*** Block opens ***
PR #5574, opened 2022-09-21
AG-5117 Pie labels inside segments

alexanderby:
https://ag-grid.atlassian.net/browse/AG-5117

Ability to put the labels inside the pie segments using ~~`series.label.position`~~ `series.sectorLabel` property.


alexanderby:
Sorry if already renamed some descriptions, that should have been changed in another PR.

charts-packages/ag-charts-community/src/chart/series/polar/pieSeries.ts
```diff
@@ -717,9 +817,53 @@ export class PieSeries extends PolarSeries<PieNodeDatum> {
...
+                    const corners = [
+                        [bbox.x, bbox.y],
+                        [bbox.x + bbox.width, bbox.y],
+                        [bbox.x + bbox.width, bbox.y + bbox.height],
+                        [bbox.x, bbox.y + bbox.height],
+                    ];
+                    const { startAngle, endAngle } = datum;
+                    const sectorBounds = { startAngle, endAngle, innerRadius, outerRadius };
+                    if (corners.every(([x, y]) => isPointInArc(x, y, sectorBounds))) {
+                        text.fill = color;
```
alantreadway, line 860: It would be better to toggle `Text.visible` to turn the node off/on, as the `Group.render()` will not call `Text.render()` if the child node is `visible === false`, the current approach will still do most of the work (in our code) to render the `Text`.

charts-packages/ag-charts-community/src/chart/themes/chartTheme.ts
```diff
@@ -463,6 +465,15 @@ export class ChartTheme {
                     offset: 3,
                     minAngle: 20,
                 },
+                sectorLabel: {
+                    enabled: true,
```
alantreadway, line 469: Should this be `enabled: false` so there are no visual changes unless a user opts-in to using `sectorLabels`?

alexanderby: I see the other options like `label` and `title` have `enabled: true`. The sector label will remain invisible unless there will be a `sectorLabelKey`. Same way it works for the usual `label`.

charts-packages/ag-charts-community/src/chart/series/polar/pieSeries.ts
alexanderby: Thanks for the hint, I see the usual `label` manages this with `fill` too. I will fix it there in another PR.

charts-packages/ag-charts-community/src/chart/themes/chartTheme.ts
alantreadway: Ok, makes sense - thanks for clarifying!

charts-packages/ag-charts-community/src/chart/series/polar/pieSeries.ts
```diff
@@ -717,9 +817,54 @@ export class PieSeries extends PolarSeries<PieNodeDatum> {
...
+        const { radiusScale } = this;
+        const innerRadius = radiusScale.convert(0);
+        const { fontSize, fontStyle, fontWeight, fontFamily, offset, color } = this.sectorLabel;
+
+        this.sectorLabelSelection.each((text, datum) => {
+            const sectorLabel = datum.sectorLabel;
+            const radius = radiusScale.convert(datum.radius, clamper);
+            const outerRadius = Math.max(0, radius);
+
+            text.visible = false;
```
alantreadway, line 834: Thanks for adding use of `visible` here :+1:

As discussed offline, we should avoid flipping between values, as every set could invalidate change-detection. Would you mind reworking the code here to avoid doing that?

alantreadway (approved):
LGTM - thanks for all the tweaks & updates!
*** Block closes ***
The lines you return should be those above that contain the word "outerRadius", every one of them.

● **RESULT FOR THIS TASK**:
+                    const sectorBounds = { startAngle, endAngle, innerRadius, outerRadius };
+            const outerRadius = Math.max(0, radius);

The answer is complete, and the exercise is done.